• EXERCISE BRIEF:
Write only the number of lines in the entries below that contain the string "which".
***** INFORMATION GIVEN
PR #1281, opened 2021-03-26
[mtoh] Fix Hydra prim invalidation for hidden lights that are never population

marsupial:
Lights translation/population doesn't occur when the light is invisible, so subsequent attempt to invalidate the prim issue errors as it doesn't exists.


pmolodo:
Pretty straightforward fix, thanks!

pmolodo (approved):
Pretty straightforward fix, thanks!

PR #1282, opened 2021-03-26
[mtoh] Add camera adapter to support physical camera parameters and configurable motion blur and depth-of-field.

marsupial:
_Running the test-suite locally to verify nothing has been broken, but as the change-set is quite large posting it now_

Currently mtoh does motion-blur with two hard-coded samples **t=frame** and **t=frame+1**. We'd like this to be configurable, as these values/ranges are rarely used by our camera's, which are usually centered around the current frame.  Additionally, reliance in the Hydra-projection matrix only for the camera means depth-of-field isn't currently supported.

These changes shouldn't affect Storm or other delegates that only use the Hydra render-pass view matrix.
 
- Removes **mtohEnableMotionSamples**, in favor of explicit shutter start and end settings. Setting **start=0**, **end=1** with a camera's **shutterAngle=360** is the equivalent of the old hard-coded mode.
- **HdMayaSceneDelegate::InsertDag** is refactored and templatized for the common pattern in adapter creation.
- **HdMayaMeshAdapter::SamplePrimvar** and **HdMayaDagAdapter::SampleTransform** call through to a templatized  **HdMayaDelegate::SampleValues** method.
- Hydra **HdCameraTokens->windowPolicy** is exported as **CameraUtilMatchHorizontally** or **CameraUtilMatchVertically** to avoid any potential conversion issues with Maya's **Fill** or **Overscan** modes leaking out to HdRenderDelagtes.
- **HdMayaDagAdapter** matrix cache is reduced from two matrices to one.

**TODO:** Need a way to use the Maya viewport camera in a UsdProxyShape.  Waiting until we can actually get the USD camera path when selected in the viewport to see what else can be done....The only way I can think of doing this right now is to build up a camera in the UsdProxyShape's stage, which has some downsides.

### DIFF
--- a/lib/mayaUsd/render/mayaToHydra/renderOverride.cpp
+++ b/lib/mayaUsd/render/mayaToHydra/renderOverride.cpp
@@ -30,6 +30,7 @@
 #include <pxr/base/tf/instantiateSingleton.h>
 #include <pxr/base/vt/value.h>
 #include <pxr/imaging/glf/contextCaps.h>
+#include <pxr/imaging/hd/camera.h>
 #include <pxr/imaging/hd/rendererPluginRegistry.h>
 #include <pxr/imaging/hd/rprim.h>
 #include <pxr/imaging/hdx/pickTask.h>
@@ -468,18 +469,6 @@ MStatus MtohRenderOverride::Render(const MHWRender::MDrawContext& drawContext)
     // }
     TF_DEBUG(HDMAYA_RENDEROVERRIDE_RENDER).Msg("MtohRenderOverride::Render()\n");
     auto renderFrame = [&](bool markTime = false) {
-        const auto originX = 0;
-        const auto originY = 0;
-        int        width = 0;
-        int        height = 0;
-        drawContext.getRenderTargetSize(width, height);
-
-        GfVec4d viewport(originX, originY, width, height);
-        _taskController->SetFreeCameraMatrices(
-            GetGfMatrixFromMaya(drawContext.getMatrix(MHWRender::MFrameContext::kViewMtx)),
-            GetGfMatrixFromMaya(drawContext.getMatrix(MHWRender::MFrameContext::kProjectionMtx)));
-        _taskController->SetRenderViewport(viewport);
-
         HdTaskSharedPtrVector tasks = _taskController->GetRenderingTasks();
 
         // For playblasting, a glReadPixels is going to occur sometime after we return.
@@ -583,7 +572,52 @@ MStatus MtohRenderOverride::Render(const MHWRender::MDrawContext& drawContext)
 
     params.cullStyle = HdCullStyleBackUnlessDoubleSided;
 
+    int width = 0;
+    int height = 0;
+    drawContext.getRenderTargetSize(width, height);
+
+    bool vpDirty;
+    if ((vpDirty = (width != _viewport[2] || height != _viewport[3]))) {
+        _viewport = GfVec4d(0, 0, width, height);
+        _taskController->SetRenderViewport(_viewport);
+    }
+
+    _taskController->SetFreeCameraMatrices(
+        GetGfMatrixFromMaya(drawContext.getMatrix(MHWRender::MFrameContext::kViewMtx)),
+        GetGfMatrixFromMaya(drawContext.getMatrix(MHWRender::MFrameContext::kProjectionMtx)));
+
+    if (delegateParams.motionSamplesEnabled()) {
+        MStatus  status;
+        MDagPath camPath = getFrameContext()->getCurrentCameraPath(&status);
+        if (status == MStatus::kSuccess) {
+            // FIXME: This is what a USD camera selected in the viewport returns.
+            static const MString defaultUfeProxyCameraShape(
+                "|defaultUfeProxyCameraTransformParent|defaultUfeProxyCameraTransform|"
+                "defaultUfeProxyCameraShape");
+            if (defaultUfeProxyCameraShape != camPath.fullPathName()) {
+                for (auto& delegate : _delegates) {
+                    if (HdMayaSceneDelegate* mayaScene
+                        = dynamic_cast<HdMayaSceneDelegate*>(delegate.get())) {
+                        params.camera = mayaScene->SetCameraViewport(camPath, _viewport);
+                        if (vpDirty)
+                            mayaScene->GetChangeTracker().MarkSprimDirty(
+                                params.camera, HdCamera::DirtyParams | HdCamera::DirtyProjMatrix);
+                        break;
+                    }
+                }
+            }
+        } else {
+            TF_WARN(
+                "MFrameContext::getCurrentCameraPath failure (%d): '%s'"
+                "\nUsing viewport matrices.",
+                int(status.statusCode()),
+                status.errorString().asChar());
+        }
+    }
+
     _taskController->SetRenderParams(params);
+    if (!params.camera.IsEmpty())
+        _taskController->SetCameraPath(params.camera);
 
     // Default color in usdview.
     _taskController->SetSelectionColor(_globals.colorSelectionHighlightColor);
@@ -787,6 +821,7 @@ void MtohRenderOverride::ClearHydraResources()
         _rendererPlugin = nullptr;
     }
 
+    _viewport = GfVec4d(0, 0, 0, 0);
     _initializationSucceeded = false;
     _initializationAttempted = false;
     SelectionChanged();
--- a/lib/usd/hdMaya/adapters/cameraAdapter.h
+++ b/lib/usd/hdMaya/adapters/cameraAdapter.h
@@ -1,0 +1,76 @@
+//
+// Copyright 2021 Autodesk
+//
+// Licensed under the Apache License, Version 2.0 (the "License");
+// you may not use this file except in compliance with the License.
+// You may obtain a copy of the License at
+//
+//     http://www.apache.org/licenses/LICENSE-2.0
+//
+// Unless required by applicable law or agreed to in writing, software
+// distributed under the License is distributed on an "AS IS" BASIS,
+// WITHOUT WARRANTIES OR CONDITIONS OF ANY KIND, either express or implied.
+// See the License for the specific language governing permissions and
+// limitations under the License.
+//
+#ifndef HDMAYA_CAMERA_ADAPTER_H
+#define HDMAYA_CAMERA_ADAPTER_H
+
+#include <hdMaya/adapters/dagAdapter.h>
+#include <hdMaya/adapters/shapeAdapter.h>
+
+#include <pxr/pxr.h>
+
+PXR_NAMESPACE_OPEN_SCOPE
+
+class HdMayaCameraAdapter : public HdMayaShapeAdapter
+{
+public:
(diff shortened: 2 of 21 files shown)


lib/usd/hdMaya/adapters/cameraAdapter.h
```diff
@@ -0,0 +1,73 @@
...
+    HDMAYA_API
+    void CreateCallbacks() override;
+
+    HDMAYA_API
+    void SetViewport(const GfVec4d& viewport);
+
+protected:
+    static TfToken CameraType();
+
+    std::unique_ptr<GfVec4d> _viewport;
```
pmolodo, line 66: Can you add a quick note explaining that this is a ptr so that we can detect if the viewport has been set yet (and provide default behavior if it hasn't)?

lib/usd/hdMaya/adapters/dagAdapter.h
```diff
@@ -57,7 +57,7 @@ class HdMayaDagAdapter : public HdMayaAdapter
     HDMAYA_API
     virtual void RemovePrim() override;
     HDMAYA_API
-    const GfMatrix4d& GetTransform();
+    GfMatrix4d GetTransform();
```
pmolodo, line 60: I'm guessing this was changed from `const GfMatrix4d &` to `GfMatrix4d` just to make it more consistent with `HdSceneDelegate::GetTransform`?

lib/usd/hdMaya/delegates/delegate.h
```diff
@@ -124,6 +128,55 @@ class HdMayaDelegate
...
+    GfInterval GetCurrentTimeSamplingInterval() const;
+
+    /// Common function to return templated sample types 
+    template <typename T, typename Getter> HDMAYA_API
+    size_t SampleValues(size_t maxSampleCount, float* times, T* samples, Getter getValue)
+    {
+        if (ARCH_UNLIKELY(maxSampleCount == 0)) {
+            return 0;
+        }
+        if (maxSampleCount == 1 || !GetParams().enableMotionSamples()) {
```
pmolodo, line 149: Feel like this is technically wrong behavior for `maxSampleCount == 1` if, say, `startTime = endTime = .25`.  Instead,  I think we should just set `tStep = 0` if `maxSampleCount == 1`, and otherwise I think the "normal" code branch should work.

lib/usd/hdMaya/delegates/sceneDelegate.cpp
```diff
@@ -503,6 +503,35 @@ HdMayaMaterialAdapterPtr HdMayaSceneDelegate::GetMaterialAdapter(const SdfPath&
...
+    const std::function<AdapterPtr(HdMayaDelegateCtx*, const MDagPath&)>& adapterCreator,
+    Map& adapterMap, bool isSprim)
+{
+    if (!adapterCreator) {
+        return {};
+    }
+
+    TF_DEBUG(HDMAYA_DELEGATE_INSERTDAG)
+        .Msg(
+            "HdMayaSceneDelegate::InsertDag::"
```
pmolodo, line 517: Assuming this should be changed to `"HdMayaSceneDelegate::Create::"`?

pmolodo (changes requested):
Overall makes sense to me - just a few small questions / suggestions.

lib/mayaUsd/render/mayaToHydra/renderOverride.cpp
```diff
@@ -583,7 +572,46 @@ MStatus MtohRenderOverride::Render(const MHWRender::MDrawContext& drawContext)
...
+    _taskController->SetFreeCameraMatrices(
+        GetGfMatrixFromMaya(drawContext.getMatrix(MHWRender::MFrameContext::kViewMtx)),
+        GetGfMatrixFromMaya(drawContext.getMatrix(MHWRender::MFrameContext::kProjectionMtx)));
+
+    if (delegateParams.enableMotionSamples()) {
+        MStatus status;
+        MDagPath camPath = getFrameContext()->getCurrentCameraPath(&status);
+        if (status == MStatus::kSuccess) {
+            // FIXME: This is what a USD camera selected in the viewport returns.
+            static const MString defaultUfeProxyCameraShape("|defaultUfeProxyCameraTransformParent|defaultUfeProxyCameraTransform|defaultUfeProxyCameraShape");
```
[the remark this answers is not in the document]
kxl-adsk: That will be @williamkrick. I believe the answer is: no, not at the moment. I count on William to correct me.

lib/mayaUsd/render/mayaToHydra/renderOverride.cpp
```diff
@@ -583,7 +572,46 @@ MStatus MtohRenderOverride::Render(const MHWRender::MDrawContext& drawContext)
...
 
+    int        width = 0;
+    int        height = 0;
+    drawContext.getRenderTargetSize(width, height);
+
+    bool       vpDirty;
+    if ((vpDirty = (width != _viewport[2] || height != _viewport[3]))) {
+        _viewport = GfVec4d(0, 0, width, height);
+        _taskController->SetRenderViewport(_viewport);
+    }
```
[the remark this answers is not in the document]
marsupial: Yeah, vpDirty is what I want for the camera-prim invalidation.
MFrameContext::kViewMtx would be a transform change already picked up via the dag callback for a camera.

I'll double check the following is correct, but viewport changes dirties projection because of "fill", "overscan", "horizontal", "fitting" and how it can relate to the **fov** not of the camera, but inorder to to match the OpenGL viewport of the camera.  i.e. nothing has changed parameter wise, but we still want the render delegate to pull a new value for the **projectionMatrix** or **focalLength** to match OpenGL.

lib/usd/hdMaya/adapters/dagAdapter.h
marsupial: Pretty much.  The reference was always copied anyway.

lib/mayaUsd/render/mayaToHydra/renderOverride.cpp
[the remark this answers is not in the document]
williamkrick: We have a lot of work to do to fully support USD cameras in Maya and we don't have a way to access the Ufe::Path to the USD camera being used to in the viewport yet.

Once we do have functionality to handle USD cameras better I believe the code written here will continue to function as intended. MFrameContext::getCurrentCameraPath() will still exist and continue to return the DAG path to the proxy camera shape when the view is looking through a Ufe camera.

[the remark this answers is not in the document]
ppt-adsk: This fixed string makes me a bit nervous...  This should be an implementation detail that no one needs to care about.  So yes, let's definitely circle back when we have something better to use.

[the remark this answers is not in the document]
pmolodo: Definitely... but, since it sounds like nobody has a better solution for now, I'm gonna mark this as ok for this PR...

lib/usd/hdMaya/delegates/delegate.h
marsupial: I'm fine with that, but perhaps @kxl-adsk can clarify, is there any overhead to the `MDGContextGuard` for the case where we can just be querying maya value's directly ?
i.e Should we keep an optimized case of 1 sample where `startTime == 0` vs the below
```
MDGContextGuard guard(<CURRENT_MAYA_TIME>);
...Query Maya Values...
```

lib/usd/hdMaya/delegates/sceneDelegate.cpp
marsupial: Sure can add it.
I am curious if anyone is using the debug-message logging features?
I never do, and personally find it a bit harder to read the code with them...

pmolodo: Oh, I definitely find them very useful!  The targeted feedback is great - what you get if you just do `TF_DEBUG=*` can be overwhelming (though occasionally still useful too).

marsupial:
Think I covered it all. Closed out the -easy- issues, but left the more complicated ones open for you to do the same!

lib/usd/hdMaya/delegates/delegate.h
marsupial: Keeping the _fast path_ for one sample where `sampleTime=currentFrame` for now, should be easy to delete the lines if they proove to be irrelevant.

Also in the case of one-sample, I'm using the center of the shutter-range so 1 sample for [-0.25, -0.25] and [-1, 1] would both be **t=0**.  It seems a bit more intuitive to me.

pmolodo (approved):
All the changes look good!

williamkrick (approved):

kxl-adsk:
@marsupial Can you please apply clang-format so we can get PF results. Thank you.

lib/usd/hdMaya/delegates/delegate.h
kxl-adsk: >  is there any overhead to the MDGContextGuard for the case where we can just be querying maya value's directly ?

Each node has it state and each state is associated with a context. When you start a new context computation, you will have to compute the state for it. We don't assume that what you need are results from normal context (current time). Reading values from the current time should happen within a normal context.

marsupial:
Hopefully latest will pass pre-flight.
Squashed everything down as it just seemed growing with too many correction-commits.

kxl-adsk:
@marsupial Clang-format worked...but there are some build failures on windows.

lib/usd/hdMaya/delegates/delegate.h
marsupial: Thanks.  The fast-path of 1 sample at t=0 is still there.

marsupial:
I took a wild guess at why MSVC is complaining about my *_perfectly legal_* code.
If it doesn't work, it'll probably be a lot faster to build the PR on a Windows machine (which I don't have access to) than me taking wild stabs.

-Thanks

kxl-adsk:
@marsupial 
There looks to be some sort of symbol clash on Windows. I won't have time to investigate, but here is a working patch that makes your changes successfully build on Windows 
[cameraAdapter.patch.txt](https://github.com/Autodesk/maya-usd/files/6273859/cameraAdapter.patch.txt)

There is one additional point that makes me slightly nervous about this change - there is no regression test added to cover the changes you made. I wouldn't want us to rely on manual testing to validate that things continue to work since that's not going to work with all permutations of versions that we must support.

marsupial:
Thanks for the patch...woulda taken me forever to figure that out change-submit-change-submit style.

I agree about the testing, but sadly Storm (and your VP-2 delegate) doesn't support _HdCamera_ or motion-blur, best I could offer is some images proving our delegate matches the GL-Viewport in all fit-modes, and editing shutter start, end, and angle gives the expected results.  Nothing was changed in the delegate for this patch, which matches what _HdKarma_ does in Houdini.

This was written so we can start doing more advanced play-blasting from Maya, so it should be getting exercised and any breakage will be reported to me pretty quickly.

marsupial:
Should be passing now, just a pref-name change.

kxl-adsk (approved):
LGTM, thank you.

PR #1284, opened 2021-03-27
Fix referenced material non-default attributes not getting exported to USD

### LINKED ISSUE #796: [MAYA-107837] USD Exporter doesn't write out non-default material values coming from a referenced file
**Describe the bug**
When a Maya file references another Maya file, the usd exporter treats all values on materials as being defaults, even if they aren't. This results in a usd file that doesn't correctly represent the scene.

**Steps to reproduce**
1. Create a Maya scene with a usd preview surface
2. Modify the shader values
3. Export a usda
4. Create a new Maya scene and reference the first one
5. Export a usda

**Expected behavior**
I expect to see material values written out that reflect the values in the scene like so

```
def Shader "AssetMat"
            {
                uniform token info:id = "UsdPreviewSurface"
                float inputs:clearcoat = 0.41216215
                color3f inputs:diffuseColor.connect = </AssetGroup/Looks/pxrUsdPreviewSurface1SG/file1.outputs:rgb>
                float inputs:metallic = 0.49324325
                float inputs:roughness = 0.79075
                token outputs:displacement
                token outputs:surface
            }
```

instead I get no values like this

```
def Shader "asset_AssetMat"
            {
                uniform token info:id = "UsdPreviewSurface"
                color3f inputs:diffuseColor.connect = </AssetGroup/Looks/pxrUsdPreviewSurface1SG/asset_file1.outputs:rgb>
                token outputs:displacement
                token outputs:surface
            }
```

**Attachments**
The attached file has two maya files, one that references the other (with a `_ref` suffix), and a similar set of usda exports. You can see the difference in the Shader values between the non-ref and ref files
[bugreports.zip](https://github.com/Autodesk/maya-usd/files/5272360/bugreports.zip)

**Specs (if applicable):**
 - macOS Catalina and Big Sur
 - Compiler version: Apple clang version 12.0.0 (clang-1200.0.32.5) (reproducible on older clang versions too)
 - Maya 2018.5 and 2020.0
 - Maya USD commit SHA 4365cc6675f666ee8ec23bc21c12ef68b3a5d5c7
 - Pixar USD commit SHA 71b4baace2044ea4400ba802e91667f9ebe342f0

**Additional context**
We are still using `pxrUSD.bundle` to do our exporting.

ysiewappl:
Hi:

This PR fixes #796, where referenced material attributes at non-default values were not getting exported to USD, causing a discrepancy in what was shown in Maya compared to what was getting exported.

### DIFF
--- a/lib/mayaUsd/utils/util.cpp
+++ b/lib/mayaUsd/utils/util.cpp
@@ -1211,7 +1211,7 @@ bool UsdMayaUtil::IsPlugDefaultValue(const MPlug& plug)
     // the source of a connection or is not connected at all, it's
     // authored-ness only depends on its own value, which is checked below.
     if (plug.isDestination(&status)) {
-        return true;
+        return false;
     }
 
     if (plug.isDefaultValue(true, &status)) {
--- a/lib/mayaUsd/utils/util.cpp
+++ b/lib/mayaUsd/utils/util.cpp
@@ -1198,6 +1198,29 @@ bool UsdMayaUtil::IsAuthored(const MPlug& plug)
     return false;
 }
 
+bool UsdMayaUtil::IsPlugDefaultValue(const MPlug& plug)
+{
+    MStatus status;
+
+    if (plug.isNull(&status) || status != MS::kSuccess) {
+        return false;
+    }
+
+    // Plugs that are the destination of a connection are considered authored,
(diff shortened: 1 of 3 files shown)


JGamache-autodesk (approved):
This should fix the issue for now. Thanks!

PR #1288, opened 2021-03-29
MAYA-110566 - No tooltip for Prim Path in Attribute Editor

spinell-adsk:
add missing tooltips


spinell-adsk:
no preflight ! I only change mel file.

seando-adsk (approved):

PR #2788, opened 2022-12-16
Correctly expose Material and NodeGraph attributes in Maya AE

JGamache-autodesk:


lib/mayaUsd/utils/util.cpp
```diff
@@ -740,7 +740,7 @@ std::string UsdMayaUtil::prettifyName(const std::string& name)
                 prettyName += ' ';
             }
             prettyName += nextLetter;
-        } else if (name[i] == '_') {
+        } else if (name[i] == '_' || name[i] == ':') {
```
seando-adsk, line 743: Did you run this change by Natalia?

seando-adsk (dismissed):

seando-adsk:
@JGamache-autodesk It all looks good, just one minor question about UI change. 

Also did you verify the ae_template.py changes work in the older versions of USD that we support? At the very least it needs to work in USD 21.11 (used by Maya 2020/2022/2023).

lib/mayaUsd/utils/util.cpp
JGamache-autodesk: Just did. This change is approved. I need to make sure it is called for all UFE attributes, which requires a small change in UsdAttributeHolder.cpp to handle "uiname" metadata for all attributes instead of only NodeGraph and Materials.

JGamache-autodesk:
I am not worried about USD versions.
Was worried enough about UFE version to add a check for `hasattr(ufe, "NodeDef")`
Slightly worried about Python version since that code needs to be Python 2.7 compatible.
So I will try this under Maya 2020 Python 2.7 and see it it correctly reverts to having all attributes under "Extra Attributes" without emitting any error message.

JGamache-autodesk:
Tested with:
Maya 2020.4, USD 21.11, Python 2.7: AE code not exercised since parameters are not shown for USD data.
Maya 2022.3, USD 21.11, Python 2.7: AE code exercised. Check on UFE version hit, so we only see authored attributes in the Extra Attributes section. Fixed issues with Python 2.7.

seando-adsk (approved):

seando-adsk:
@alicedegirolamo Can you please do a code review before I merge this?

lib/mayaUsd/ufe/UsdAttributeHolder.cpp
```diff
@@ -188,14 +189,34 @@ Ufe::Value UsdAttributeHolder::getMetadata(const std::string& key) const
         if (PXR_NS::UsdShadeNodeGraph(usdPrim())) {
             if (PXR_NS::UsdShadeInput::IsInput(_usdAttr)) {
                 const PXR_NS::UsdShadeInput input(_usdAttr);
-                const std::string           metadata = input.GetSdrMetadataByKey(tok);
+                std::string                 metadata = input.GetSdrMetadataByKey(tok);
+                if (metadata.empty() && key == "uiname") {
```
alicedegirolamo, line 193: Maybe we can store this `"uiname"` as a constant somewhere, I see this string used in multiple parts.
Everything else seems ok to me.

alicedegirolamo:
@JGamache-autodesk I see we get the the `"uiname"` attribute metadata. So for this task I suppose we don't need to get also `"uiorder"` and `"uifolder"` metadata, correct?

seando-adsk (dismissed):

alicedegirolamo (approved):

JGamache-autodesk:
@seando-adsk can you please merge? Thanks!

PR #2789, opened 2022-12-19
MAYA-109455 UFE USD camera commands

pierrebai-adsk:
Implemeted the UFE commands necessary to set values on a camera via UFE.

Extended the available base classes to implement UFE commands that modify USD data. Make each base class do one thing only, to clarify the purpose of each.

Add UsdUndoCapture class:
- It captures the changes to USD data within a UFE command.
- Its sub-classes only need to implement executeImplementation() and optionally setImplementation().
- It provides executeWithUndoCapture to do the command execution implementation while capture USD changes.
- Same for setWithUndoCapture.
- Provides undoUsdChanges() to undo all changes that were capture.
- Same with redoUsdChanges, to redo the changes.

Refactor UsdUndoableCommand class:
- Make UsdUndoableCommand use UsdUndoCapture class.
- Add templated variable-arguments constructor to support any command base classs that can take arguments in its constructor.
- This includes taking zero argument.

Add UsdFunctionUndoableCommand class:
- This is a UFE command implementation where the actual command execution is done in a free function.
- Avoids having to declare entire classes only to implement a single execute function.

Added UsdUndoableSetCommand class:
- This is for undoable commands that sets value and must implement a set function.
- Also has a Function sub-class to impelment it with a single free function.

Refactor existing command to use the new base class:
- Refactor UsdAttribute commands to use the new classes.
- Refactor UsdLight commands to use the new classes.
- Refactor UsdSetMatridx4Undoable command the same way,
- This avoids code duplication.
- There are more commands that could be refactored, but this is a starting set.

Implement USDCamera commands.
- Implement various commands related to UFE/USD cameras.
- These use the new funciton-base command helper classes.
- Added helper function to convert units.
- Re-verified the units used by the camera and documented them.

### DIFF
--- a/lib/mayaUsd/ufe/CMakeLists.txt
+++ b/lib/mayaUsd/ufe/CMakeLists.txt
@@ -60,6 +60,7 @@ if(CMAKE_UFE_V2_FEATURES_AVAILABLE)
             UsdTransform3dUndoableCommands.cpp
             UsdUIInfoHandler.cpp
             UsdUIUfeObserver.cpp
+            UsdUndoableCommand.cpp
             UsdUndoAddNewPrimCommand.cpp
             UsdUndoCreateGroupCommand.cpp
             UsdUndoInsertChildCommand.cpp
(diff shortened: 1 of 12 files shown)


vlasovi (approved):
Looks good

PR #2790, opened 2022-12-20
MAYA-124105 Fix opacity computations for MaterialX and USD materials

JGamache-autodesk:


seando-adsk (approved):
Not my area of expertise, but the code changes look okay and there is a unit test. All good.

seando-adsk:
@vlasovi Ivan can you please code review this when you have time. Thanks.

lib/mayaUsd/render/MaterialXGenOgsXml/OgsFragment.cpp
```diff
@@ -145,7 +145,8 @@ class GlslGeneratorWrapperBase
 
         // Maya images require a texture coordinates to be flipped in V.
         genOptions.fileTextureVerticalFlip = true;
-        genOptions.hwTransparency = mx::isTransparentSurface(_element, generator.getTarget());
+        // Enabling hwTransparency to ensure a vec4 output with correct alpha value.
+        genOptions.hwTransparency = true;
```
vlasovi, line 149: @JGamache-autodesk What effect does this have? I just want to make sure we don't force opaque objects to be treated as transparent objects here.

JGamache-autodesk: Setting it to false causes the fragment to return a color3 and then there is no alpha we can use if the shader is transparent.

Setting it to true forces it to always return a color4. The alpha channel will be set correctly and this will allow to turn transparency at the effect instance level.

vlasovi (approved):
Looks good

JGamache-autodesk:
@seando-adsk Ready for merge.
**********
• TASK ANSWER:
6